If you aren’t giving to receive, aren’t making changes with what you give or offer – as a product or on your site, with user experience or with content – you’re not thinking it through. You’re asking how to catch more fish with a better rod, often in the same location in the same lake – when it’s the *bait* that is determinative.

Mar-tech and ad-tech have their place. Here’s some good ways to know if you’re obsessing too much on the technology at the cost of actually winning. 

If you’re spending a lot of time:

  • Looking for ad platforms that get more clicks; 
  • Altering your ads – that are informative and which don’t have offers – to get more clicks;
  • Tuning your bid strategies, ad groups, and other technical aspects of your paid ads;
  • Better monitoring;
  • Integrating your monitoring or analytics into a ‘hub’;
  • Constantly updating your predictions and models;
  • Creating weekly, monthly, or quarterly lead and sales targets;
  • Optimizing conversions of leads you’ve gathered;
  • Automating email to keep leads engaged;
  • Improving sales enablement to close more leads; 

…and you’re not considering either a) how to improve your product (ideally using consumer feedback and surveys), or b) generating content that pulls leads rather than using technology to sell more of the people you’ve pushed your ads in front of, you’re missing an opportunity. Technology has gone from being a ‘good servant’ to being a ‘cruel master’. 

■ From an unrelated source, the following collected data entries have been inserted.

PR #1103, opened 2025-12-08
[14.0][ADD] report_qweb_text_control: Controls whitespace and special characters in text QWeb reports

dreispt:
Allow text reports to generate positional text files by providing 
precise control over whitespace, special characters, and field formatting.

Use Case
--------

Generate fixed-width text files for legacy systems, bank transfers, or any interface 
requiring exact positional formatting with specific characters and spacing.

Example
-------

Template::

    <span t-esc="A(partner.name, 20)" />
    <span t-esc="N(partner.id, 10)" />
    <span t-esc="M(partner.credit_limit, 12)" /> 

Output::

    John Doe           00000012340000015000+


dreispt:
NOTE: 
I had a bug in a fixed positional file export, because t-esc expands "&" into "&amp;", making the line 4 characters longer than expected.
The workaround was to use t-raw instead of t-esc, but t-raw is deprecated in more recent versions.
So an alternative solution will be needed.

PR #1107, opened 2025-12-18
[19.0][MIG] report_pdf_form

bosd:
Standard migration.

"Improvements" deliberatly made in seperate commits for cherry-picking


report_pdf_form/README.rst
```diff
@@ -0,0 +1,115 @@
...
+-  **docfly.com**: An online tool for adding form fields to PDFs
+-  **LibreOffice Draw**: Part of the LibreOffice suite, can add form
+   fields to PDFs
+-  **Scribus**: A desktop publishing application that can create PDFs
+   with form fields
+
+.. IMPORTANT::
+   This is an alpha version, the data model and design can change at any time without warning.
+   Only for development or testing purpose, do not use in production.
+   `More details on development status <https://odoo-community.org/page/development-status>`_
```
legalsylvain, line 56: Still Alpha ?

bosd: I think so.. This is the first migration. And have been adding some features.
Ci is :red_circle:  :crying_cat_face: 

Maybe later promote it to beta? Will check the requirements..

bosd: Promoted to **Beta** now. I also added test coverage for the features that were bundled in this migration (field-type formatting, dotted-path validation + constraint, the unique `report_id` guard, code variables and the PDF preview), and fixed a bug in the `write()` uniqueness check found while doing so. CI should be green now.

PR #1113, opened 2025-12-23
[18.0][MIG] report_partner_address: Migration to 18.0

AungKoKoLin1997:
This module adds a translatable Address Details field on partners for use in reports and portal.

Odoo prints documents in the partner's language but lacks a standard way
to display addresses in multiple languages. This module fills that gap.

@qrtl QT5088


report_partner_address/models/res_partner.py
```diff
@@ -0,0 +1,57 @@
...
+                """
+                UPDATE res_partner
+                SET address_details = p.address_details
+                FROM res_partner p
+                WHERE res_partner.id = %(partner_id)s
+                AND p.id = %(parent_id)s
+                """,
+                {"partner_id": self.id, "parent_id": parent.id},
+            )
+        return result
```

All the stacks, integrations, hubs, and constant monitoring and updating eventually supplant the job of marketing, which should be attracting MQLs and closing SQLs. Marketers seldom recognize that managing a marketing stack is not marketing

We’re not saying you shouldn’t use paid ads, or watch ad budgets; we’re not saying you should not use automation, analytics dashboards or monitoring tools, or ask yourself why leads are falling off from initial conversions to SQLs. We’re not saying ‘scrap your stack’. 

Here’s what we’re saying:

  • Recognize the limitations of the technology;
  • Focus on what you’re giving, not taking more from people; 
  • Don’t go crazy trying to monitor, measure or predict;
  • Don’t go crazy trying to control, steer or corral people;
  • Make a great product and a great website. Help people with your content.
  • Google will love you after everybody else already loves you;
  • Make these tools a servant, and not a master;
  • Put 4x the time and money into copy, content, and product improvement, since that’s where the returns come from;
  • And lastly, we’re saying there’s an opportunity cost for fiddling with all this technology. You’re not making more substantial improvements when you’re working on stacks and funnels. 

A good press story from a product innovation is free  and can produce many times the traffic and leads gotten from paid modalities. 

Great copy and content produce at 9x the rate of paid modalities.